Vikram Pandit needs PR 101

Posted: September 21st, 2009 | Author: | Filed under: Business, Journalism, Video | Tags: , , , , | No Comments »

The other night I attended a Q&A; between BusinessWeek editor Steve Adler and Citigroup CEO Vikram Pandit. It was part of a series called “Captains of Industry” and I’ve been to some talks with other business leaders in the past. Usually Adler focuses on their personal story and character, rather than on the specifics of the business they run. This can work in interviewees’ interest: they BENEFIT from being candid/controversial/self-deprecating to counter popular perceptions of business leaders as cold and calculating and give wise-older-person guidance to the mostly young professionals who seem to populate the audience.

Now in Pandit’s case, the setup for personal storytelling seems ideal–his unpopularity is stunning, there are tons of young confused would-be financiers in New York hungry for advice, and he’s got a great narrative: an Indian immigrant running an American giant at a time when India is on the rise.

But instead, Pandit flat-out refused to answer questions about himself as a person, almost as though he didn’t understand that it was to answer those questions that he was there. Even Adler seemed flummoxed–I’ve never seen him or anyone actually admit mid-interview that the chat wasn’t going to plan. It didn’t diminish my already considerable esteem for him as a reporter: after all, the questions he asked were much tougher than the drivel Charlie Rose put to Pandit in the fall. Indeed, it somewhat comforted me as a young reporter that even veteran aces get phased sometime by their sources.

Here’s the thing: Pandit had a few decent and interesting things to say about Citi itself, successfully avoiding the ugly truth about the company without outright lying. That made me think he was operating in the persona required of him at a CEO conference call, where hedging is key and ‘no comment’ is sometimes appropriate. He seemed to simply not understand that what this event called for was precisely the opposite. Is that Pandit’s stupidity, or a massive PR fail at Citigroup where someone forgot to brief the boss about what to do? (I’ve seen this problem before–there are many executives who seem not to understand how much they benefit from taking a side, even if its risky, in their answers to questions, and how much more cynical and hostile press coverage gets when they try to please.)
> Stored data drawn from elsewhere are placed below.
PR #6146, opened 2026-05-15
SWATCH-4800: Threshold handler timer and Grafana duration panel

TommasoLencioni:
## Summary

Instruments threshold handler work with a Micrometer **timer** and adds a Subscription Watch panel for mean handler duration by kind.

- **`swatch_utilization_handler`**: timer around `handle()` in `BaseThresholdUtilizationHandlerService`, tagged by **`handler_kind`** (`over_usage`, `custom_threshold` via `handlerKind()` on concrete handlers).
- **Grafana**: panel **Threshold handler duration (avg)** — mean `rate(sum/count)` by `handler_kind`.

## Merge order

**Merge last** (3 of 3).

1. #6144 — `SWATCH-4800-grafana-customer-threshold`
2. #6145 — `SWATCH-4800-grafana-notification-event-rate`
3. **This PR** — `SWATCH-4800-grafana-handler-duration`

Expect a ConfigMap merge conflict with #6144 / #6145; resolve by keeping all utilization panels.

### DIFF
--- a/.rhcicd/grafana/grafana-dashboard-subscription-watch.configmap.yaml
+++ b/.rhcicd/grafana/grafana-dashboard-subscription-watch.configmap.yaml
@@ -6628,6 +6628,101 @@ data:
                 "type": "prometheus",
                 "uid": "${datasource}"
               },
+              "description": "Mean wall time spent evaluating each utilization measurement in a threshold handler (Kafka pipeline).",
+              "fieldConfig": {
+                "defaults": {
+                  "color": {
+                    "mode": "palette-classic"
+                  },
+                  "custom": {
+                    "axisBorderShow": false,
+                    "axisCenteredZero": false,
+                    "axisColorMode": "text",
+                    "axisLabel": "",
+                    "axisPlacement": "auto",
+                    "barAlignment": 0,
+                    "barWidthFactor": 0.6,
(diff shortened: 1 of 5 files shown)


Sgitario (changes requested):
I'm very concerned about adding metrics or also adding new parameters into existing metrics because it exploits the native memory of the service.

In order to avoid adding a new metric to monitor the processing time of each threshold handler, I think that simply monitoring the consumer lag is enough (we're already doing that). 

Why?
the over usage threshold logic is very simple and will be done almost at the instant.
the custom usage theshold logic requires a (simply) query to database, so if the customer lag starts growing, this would be the root cause of the issue for sure.

TommasoLencioni:
> I'm very concerned about adding metrics or also adding new parameters into existing metrics because it exploits the native memory of the service.
> 
> In order to avoid adding a new metric to monitor the processing time of each threshold handler, I think that simply monitoring the consumer lag is enough (we're already doing that).
> 
> Why? the over usage threshold logic is very simple and will be done almost at the instant. the custom usage theshold logic requires a (simply) query to database, so if the customer lag starts growing, this would be the root cause of the issue for sure.

@Sgitario that's a great point, I'll close this one, thanks for the contribution!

Watch the video and let me know what you think. It’s about an hour long, so if you’re rushed, these are some highlights (not verbatim, I don’t type that fast): Read the rest of this entry »


The Greatest Thing since…the last greatest thing

Posted: October 12th, 2008 | Author: | Filed under: Business, Culture | Tags: , , | No Comments »

Advertisers have always sold “youth.” Drink this juice, use this lotion, take this little blue pill and stay 17 forever. But this season brings a new twist . Advertisers are reviving old ad campaigns to sell new products: ie buy this and feel like you did when you last heard this jingle.

Exhibit A: “In an Absolut World.” When I was a kid, Absolut had a series of magazine ads with a the tagline Absolut _____. Each ad was a picture of a scene with the Absolut bottle shape embedded somewhere, like a Where’s Waldo. The tagline filled in the blank with a word to describe the scene. “Absolut Brooklyn,” my personal favorite, had the bottles as the arches in the Brooklyn bridge. The photography was pretty stellar, and teens used to collect them like celebrity clippings, but most collectors were underage. Not so good for business. Now we’re all grown up and vodka-drinkers ourselves, so the ads are back: a new series fills in the ____ in the tagline with a place name and gives us a picture that symbolizes the local zeitgeist. In theory, the selling point here is the same as in the old ads, “Drink Absolut and your ____ will be more absolutely ___.” But to me, the ads say “Come have a drink with an old friend, the brand you used to love and can now afford to buy.”

Exhibit B: “Citi Never Sleeps.” Citigroup has this new commercial out “Citi never sleeps.”

If Citi’s agency had invented the line yesterday, it might have worked as a reassuring description of a company watching out for its consumers in a rapidly changing, volatile, even scary business environment. But in actuality, the tagline is a revival of the line “The Citi Never Sleeps,” which Citibank used in the pre-Sandy Weil days to describe itself as financial firm serving Wall Street fat cats and paced to their trading schedule. Hardly the same company. Hardly the same idea. But using the same line today bypasses all the intervening changes to say, “Hey, remember us? We were around when you were getting richer.”

Even deeper down, however, I think the attempt to package nostalgia as a ticket to youth is as much about the ad agencies as it is about the clients they represent. The 1980s, when these campaigns ran, were boom times for the platforms we now deride as “old media.” Revisiting them says “Hey, remember when Madison Avenue mattered?” And whether or not the ads work, dabbling in that nostalgia makes MadAve feel better.